POST /v1/chat/completions and POST /v1/messages are the two endpoints that matter. Every engine in the stack speaks both. Companion uses OpenAI by default and Anthropic for Claude-style reasoning flows.

Three extensions on top of the standard schemas:

  • session_id — string, optional. Used by the engine to scope the KV prefix cache to a conversation. Companion attaches one per chat.
  • enable_thinking — boolean, default true on reasoner models. Companion lets you toggle this per turn (cogwheel → Thinking).
  • reasoning_effortminimal / low / medium / high. Sets the budget for the reasoning block on models that ship it. minimal roughly halves the completion tokens on always-think models.

The usage block in OpenAI responses includes prompt_tokens_details.cached_tokens — the hit count on the prefix cache. Companion surfaces it as Cached: N tok (XX%).

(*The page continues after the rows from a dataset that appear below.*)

PR #2731, opened 2021-05-29
feat(config): add treatBasicSetAsEvent flag to Aeotec ZW132

AlCalzone:
As mentioned in https://github.com/zwave-js/node-zwave-js/issues/2129#issuecomment-850811338

### DIFF
--- a/packages/config/config/devices/0x0086/zw132.json
+++ b/packages/config/config/devices/0x0086/zw132.json
@@ -202,9 +202,6 @@
 			"$if": "firmwareVersion >= 2.0",
 			"$import": "templates/aeotec_template.json#switch_destination_s2"
 		},
-		"252": {
-			"$import": "templates/aeotec_template.json#lock_configuration"
-		},
 		// WallSwipe Settings
 		"144": {
 			"$if": "firmwareVersion >= 2.0",
@@ -339,7 +336,9 @@
 		}
 	},
 	"compat": {
-		"preserveRootApplicationCCValueIDs": true
+		"preserveRootApplicationCCValueIDs": true,
+		// The device can report S1/S2 switch operation via Basic Set to groups 3 and 4
+		"treatBasicSetAsEvent": true
 	},
 	"metadata": {
 		"inclusion": "Turn the primary controller of Z-Wave network into inclusion mode, short press the product’s Action button that you can find on the product's housing",


AlCalzone:
Pending verification

luke-barnett:
> 2021-05-29T20:24:35.107Z CNTRLR [Node 002] [~] [Basic] currentValue: 0 => 255 [Endpoint 2]
> 2021-05-29T20:25:00.568Z SERIAL « 0x010d0004000207600d0200200100bd (15 bytes)
> 2021-05-29T20:25:00.571Z SERIAL » [ACK] (0x06)
> 2021-05-29T20:25:00.574Z DRIVER « [Node 002] [REQ] [ApplicationCommand]
> └─[MultiChannelCCCommandEncapsulation]
> │ source: 2
> │ destination: 0
> └─[BasicCCSet]
> target value: 0
> 2021-05-29T20:25:00.577Z CNTRLR [Node 002] treating BasicCC::Set as a report [Endpoint 2]
> 2021-05-29T20:25:00.578Z CNTRLR [Node 002] [~] [Basic] currentValue: 255 => 0 [Endpoint 2]
> 2021-05-29T20:25:04.388Z SERIAL « 0x010d0004000207600d02002001ff42 (15 bytes)
> 2021-05-29T20:25:04.390Z SERIAL » [ACK] (0x06)
> 2021-05-29T20:25:04.393Z DRIVER « [Node 002] [REQ] [ApplicationCommand]
> └─[MultiChannelCCCommandEncapsulation]
> │ source: 2
> │ destination: 0
> └─[BasicCCSet]
> target value: 255
> 2021-05-29T20:25:04.397Z CNTRLR [Node 002] treating BasicCC::Set as a report [Endpoint 2]
> 2021-05-29T20:25:04.398Z CNTRLR [Node 002] [~] [Basic] currentValue: 0 => 255 [Endpoint 2]

luke-barnett:
@AlCalzone what's the easiest way for me to validate the flag being useful?

I'm running zwavejs2mqtt using the official docker image. Do I just add the edited file to app/store/config as mentioned here https://zwave-js.github.io/zwavejs2mqtt/#/development/intro?

Will this then give me back the sensor entity in the home assistant integration? This is what I was using before I updated and the sensor became unavailable. Or will this come through as an event to home assistant? If so what type?

AlCalzone:
> [Node 002] treating BasicCC::Set as a report [Endpoint 2]

Okay, the flag makes sense here. You don't want it being treated as a report.

> Do I just add the edited file to app/store/config as mentioned here

Yes, make sure that the log prints "User-provided device config loaded". The docs have a typo there.

> Will this then give me back the sensor entity in the home assistant integration?

I think so. You might need to re-interview the device.

luke-barnett:
@AlCalzone is there a particular folder structure?

I've just stuck it as a file in the folder and then also tried copying the structure of devices/0x0086 but I can't get it loading the specific config.

image

luke-barnett:
Something isn't quite right here.

Either the configuration setting for zwavejs isn't being passed from zwavejs2mqtt properly or I'm looking at the wrong folder.

Based on this line: https://github.com/zwave-js/node-zwave-js/blob/e2e10c61b6fda5436c11e8e1d0473c8fe73c6efe/packages/config/src/ConfigManager.ts#L465

After deleting the folder, I'm expecting to see that show up in the logs but I'm not at all.

But it is the folder that I'm expecting based on this line and it does look to be being passed into the config.
https://github.com/zwave-js/zwavejs2mqtt/blob/1a35379bb733abfa1132a9dd894bc70d11b3afdd/lib/ZwaveClient.js#L750

I've got logging on silly, so everything should be showing up but this is all I get:

> 2021-05-30T05:39:00.218Z DRIVER   destroying driver instance...
> 2021-05-30T05:39:07.037Z DRIVER   ███████╗ ██╗    ██╗  █████╗  ██╗   ██╗ ███████╗             ██╗ ███████╗
>                                   ╚══███╔╝ ██║    ██║ ██╔══██╗ ██║   ██║ ██╔════╝             ██║ ██╔════╝
>                                     ███╔╝  ██║ █╗ ██║ ███████║ ██║   ██║ █████╗   █████╗      ██║ ███████╗
>                                    ███╔╝   ██║███╗██║ ██╔══██║ ╚██╗ ██╔╝ ██╔══╝   ╚════╝ ██   ██║ ╚════██║
>                                   ███████╗ ╚███╔███╔╝ ██║  ██║  ╚████╔╝  ███████╗        ╚█████╔╝ ███████║
>                                   ╚══════╝  ╚══╝╚══╝  ╚═╝  ╚═╝   ╚═══╝   ╚══════╝         ╚════╝  ╚══════╝
> 2021-05-30T05:39:07.039Z DRIVER   version 7.7.0
> 2021-05-30T05:39:07.040Z CONFIG   version 7.7.0
> 2021-05-30T05:39:07.041Z DRIVER   
> 2021-05-30T05:39:07.041Z DRIVER   starting driver...
> 2021-05-30T05:39:07.073Z DRIVER   opening serial port /dev/aeoteczwave
> 2021-05-30T05:39:07.110Z DRIVER   serial port opened
> 2021-05-30T05:39:07.113Z SERIAL » [NAK]                                                                   (0x15)
> 2021-05-30T05:39:07.121Z DRIVER   Checking for configuration updates...
> 2021-05-30T05:39:07.685Z DRIVER   No configuration update available...
> 2021-05-30T05:39:08.711Z DRIVER   loading configuration...
> 2021-05-30T05:39:09.970Z DRIVER   beginning interview...

Am I running into the same issue mentioned here? https://github.com/zwave-js/zwavejs2mqtt/issues/1223

I've tried both creating the folder via a command prompt within the container and from the zwavejs2mqtt UI.

AlCalzone:
I'll try to debug it later. For now you can volume map the file to its original location.

AlCalzone:
zwavejs2mqtt passes the priority config dir incorrectly.
https://github.com/zwave-js/zwavejs2mqtt/pull/1294 fixes that.

luke-barnett:
@AlCalzone volume mapped it in.

The basic values now never change (undefined until a refresh and then always 99) and the resulting sensors I get in home assistant are thus relatively useless so I've left them disabled.

image

But what I am getting is a value event coming through consistently on the zwave_js_value_notification namespace. Which I've then connected to my automation as the trigger point. I like this method a lot more than the senor approach, and it now also matches what I was getting from the previous zwave integration in home assistant.

So all in all, it's working perfectly. I do wonder however what value there is in the basic values being created and if the compat flag you've added should not create these values. They're useless (at least for this device) and so it would make sense for there to just be the generated event and not the value.

AlCalzone:
> I do wonder however what value there is in the basic values being created and if the compat flag you've added should not create these values. They're useless (at least for this device) and so it would make sense for there to just be the generated event and not the value.

I agree but this is currently not possible. When `Basic CC` isn't hidden/disabled, all its values are visible. Not hiding/disabling Basic CC is required for the Basic Event value to be usable.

Companion (Némo) :3100 React + Hono + Postgres + nemo-memory
│ HTTP (OpenAI / Anthropic)
OdyssAI-X orchestrator :8000 FastAPI + Docker
├── cluster "default" backend=ring → runner.py × N nodes
├── cluster "argo" backend=jaccl → runner.py × 4 nodes (TB5 RDMA)
├── cluster "telemak-max64" kind=telemak → Telemak single-Mac (:8003)
└── alias "or:*" cloud passthrough → OpenRouter / Anthropic / OpenAI

Companion sees one catalog. The orchestrator hides the topology.